--- PROBLEM TO SOLVE ---
Across all of the records below, determine the number of lines containing the string "inevitably"; reply with that number only.

(Stored entries)
PR #477, opened 2022-03-31
Creation/deletion time warns

DavidGOrtega:
- fixes a small part of #457 

```
 @DavidGOrtega UX: apply fails ungracefully when spot pricing is too low? (might be solved by TF_LOG_PROVIDER=INFO in this list below)
 @DavidGOrtega CLI UX/docs: clearly warn about how long it can take to provision (apply)
 @DavidGOrtega CLI UX/docs: clearly warn about how long it can take to clean up (destroy)
```

Im working to fix or improve the logic of listed below in another PRs

```
@DavidGOrtega UX: apply fails ungracefully when spot pricing is too low? (might be solved by TF_LOG_PROVIDER=INFO in this list below)
 
https://github.com/iterative/terraform-provider-iterative/issues/462
```

### DIFF
--- a/iterative/resource_task.go
+++ b/iterative/resource_task.go
@@ -18,6 +18,10 @@ import (
 	"terraform-provider-iterative/task/common"
 )
 
+var (
+	logTpl = "%s can take several minutes. If needed you might consider to increase %s timeout https://registry.terraform.io/providers/iterative/iterative/latest/docs/resources/task#timeout. Please wait..."
+)
+
 func resourceTask() *schema.Resource {
 	return &schema.Resource{
 		CreateContext: resourceTaskCreate,
@@ -160,10 +164,11 @@ func resourceTask() *schema.Resource {
 
 func resourceTaskCreate(ctx context.Context, d *schema.ResourceData, m interface{}) (diags diag.Diagnostics) {
 	logger := utils.TpiLogger(d)
-	if d.Get("spot").(float64) >= 0 {
-		logger.Info("Creation can take several minutes. With spot even longer, please consider to increase Create timeout. Please wait...")
-	} else {
-		logger.Info("Creation can take several minutes. Please wait...")
+	logger.Info(fmt.Sprintf(logTpl, "Creation", "Creation"))
+
+	spot := d.Get("spot").(float64)
+	if spot > 0 {
+		logger.Info("Fixed spot price does not ensure the Task to be launched. We recommend you to use auto spot price (0)")
 	}
 
 	task, err := resourceTaskBuild(ctx, d, m)
@@ -254,7 +259,7 @@ func resourceTaskRead(ctx context.Context, d *schema.ResourceData, m interface{}
 
 func resourceTaskDelete(ctx context.Context, d *schema.ResourceData, m interface{}) (diags diag.Diagnostics) {
 	logger := utils.TpiLogger(d)
-	logger.Info("Deletion can take several minutes. Please wait...")
+	logger.Info(fmt.Sprintf(logTpl, "Creation", "Creation"))
 
 	task, err := resourceTaskBuild(ctx, d, m)
 	if err != nil {
--- a/iterative/resource_task.go
+++ b/iterative/resource_task.go
@@ -159,6 +159,13 @@ func resourceTask() *schema.Resource {
 }
 
 func resourceTaskCreate(ctx context.Context, d *schema.ResourceData, m interface{}) (diags diag.Diagnostics) {
+	logger := utils.TpiLogger(d)
+	if d.Get("spot").(float64) != nil {
+		logger.Info("Creation can take several minutes. With spot even longer, please consider to increase Create timeout. Please wait...")
+	} else {
+		logger.Info("Creation can take several minutes. Please wait...")
+	}
+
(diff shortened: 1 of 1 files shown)


0x2b3bfa0:
Creation/deletion times shouldn't be different for spot and non–spot use cases. Are you sure that this is the cause of the timeout? 🤔 

Does this happen consistently with `spot >= 0` (automatic or fixed price) but not with `spot = -1` (disabled) ❓

DavidGOrtega:
> Creation/deletion times shouldn't be different for spot and non–spot use cases. Are you sure that this is the cause of the timeout? 🤔

Thats we have experienced. even with the feedback.
Im trying to ensure it that it's not a casuality.

iterative/resource_task.go
```diff
@@ -159,6 +163,14 @@ func resourceTask() *schema.Resource {
 }
 
 func resourceTaskCreate(ctx context.Context, d *schema.ResourceData, m interface{}) (diags diag.Diagnostics) {
+	logger := utils.TpiLogger(d)
+	logger.Info(fmt.Sprintf(logTpl, "Creation", "Creation"))
+
+	spot := d.Get("spot").(float64)
+	if spot > 0 {
+		logger.Info("Fixed spot price does not ensure the Task to be launched. It's recommended to use auto spot price (0)")
```
casperdcl, line 171:
```suggestion
		logger.Warn(fmt.Sprintf("Setting a maximum price `spot=%f` USD/h. Consider using auto-pricing (`spot=0`) instead.", spot))
```

iterative/resource_task.go
```diff
@@ -159,6 +163,14 @@ func resourceTask() *schema.Resource {
...
+	}
```
casperdcl, line 172:
```suggestion
		if spot < 0.05 {
			logger.Warn("Maximum spot price likely too low. Try at least `spot=0.05` USD/h or auto (`spot=0`).")
		}
	}
```

casperdcl (changes requested):

iterative/resource_task.go
DavidGOrtega: How do we know 0.05 is effective? Probably you wont never have a GPU under $1/h and we should warn about that possibility. Thats why  tried to warn the issue of setting a fixed price vs auto-bid

0x2b3bfa0: 💯 Setting arbitrary thresholds is rather useless. Warnings should be printed for either `spot > 0` or `spot < cloud.CurrentSpotBiddingPrice()` which isn't implemented nor particularly trivial to implement.

0x2b3bfa0: **TL;DR** Let's keep `spot > 0` as the warning condition.

DavidGOrtega: lets see what @casperdcl thinks

casperdcl: `spot > 0` is already warned about.
There should be an additional warning if spot is also `< something_ridiculous`.

I think `0.02` is a reasonable bare minimum based on `t2.micro`.

We could do `gpu ? 1 : 0.02` or even:

type | minimum recommended price
---|---
m | 0.45
l | 1.75
xl | 3.60
m+k80 | 1.10
l+k80 | 8.70
xl+k80 | 17.30
m+v100 | 1.80
l+v100 | 14.70
xl+v100 | 29.40

0x2b3bfa0: > _There should be an additional warning if spot is also `< something_ridiculous`_

Spot bidding prices are different across providers, and fluctuate considerably. Hardcoding what is and what isn't “ridiculous” for every instance offered by every cloud providers doesn't sound like a practical improvement.

Captura de pantalla 2022-04-01 a las 22 37 13

0x2b3bfa0: I'd rather rely on the `spot > 0` message and warn users: if they set a fixed price, they must know very well what they're doing.

iterative/resource_task.go
```diff
@@ -18,6 +18,10 @@ import (
 	"terraform-provider-iterative/task/common"
 )
 
+var (
+	logTpl = "%s may take several minutes (consider increasing `timeout` https://registry.terraform.io/providers/iterative/iterative/latest/docs/resources/task#timeout). Please wait."
```
0x2b3bfa0, line 22: Asking myself: if we suggest users to increase timeouts indiscriminately, why not do it ourselves and alter the defaults? 🤔 

Operation times are bound to data synchronization, though. It may be better to warn users so they can set the limits that better suit their data. 🙃

DavidGOrtega: > if we suggest users to increase timeouts indiscriminately

I just wanted to provide a handy link of how the operation can be extended so they can actually see that they can alter it and its operation its not inevitably broken.

> Operation times are bound to data synchronization,

That true however destroy has also timeout for me just syncing two small files.

0x2b3bfa0: > _That true however destroy has also timeout for me just syncing two small files_

#486

0x2b3bfa0: > _I just wanted to provide a handy link of how the operation can be extended so they can actually see that they can alter it and its operation its not inevitably broken._

👍🏼

casperdcl (approved):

--- ANSWER TO THIS TASK ---
2